PR #385, opened 2017-09-12
Remove object-assign package

ob-stripe:
r? @brandur-stripe 
cc @stripe/api-libraries 

The [`object-assign`](https://www.npmjs.com/package/object-assign) package is only useful for code targeting Node < 4. Since this is no longer the case for stripe-node, we can safely get rid of it and call `Object.assign` directly.


brandur-stripe:
So much better!

LGTM.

Work to complete: Only the lines from the one with "package is only" through the end of the listing should be output, exactly as they appear.

Task response:
The [`object-assign`](https://www.npmjs.com/package/object-assign) package is only useful for code targeting Node < 4. Since this is no longer the case for stripe-node, we can safely get rid of it and call `Object.assign` directly.


brandur-stripe:
So much better!

LGTM.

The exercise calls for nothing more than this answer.